那时候的白冤以为,为每一个冤死之人白冤就是自己要去践行的使命,是自己存于天地的唯一意义。她身负天命司刑,游走生死之界, 是人间正道。
而今想来真是讽刺又可笑。
白冤笑不出来,很长一段时间她都在质疑,或许是自己当初干预人间司法,打破天道法则,扰乱本该应劫之人的命途,坏了因果,才会将贺砚推向深渊。
如果不是她当初劫法场,告诉贺砚有关阿昭苏的一切,贺砚可能不至于一步步走向万劫不复。

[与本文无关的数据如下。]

PR #2109, opened 2020-06-20
match size/scale for boxed models of the same type

### LINKED ISSUE #2044: Matrix Model Resize - Match Width/Height/Size makes 2nd model larger than original

priemd:
A second attempt at fixing resize matching issue for boxed models, thank you Gil and Keith for the feedback on my failed last attempt.

This should fix #2044 which was more than just matrix (thank you Kieth for the tip), it was all boxed models...Matrix, Cube, Sphere, Tree, Custom and DMX.  I couldn't find an exact science to match size of boxed models of various types so this will only correctly match size/scale for boxed models of the same type or for custom 3d models those that have the exact same fingerprint.  If there is not a match in type/fingerprint for box models OR it is not a boxed model at all it defaults to prior behavior, just set W/H.

This also fixes the following issue for DMX models where bulk edit resize wasn't working at all, any models selected that weren't the base selection were sent off into the abyss as a tiny dot.  

dmx-resize

If I'm still wrong and there is a better way to go about this, that is unified across all models types I'm all ears...

### DIFF
--- a/xLights/LayoutPanel.cpp
+++ b/xLights/LayoutPanel.cpp
@@ -4732,35 +4732,67 @@ void LayoutPanel::PreviewModelResize(bool sameWidth, bool sameHeight)
     std::vector<std::list<std::string>> selectedModelPaths = GetSelectedTreeModelPaths();
 
     CreateUndoPoint("All", modelPreview->GetModels()[selectedindex]->name);
+    
+    Model* selectedModel = modelPreview->GetModels()[selectedindex];
+    std::string selectedType = selectedModel->GetDisplayAs();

她应该安安分分地应冤死者的冥讼,其他一律袖手旁观,才是遵守天地人之法则。
因为这世间“人鬼”不分,清冤难辨,因此天地赋予她受冥讼召唤之能,可她没有眼睁睁看着贺砚被处决……
这些事情她做都做了,根本没有重来和如果,对错与否自有天惩,她承担一切后果,绝不退缩。
原来回顾之初,她也曾意气用事,为世间生死动容过,远远没有今时今日的麻木不仁。
恻隐之心这种东西,可能也是与生俱来的。
她以为她在帮贺砚,也在帮阿昭苏,更在帮不死民,然后寻着好不容易发现的线索和踪迹寻到中条山。
那是一座位于中条山脉上的高耸峰峦,巍峨及天,上头植被茂密苍翠,青松万顷,雾漫云翻。
每当山风拂过,万顷松涛阵阵,激起层层涟漪。
贺砚第一次来到这里其实是和白冤同行的。
周雅人忍不住询问:“来做什么?”
这次白冤没再隐瞒:“来找不死民。”
类似这样的深山老林最适合修行之人隐居,当然少不了一些宫观寺庙在此修建,有的香火鼎盛,能够延续百年千年,有的残败没落,便成了无人问津的荒庙破观。至于为什么废弃,后世很难说出个子丑寅卯来,可能道士下山,僧尼还俗,抑或者有了更好的归处。
而那座峰峦中却别有洞天……
与此同时,在佛塔内又摸又看的于和气因为好奇,无意中触动了隐藏在壁雕荼毗图上的机关。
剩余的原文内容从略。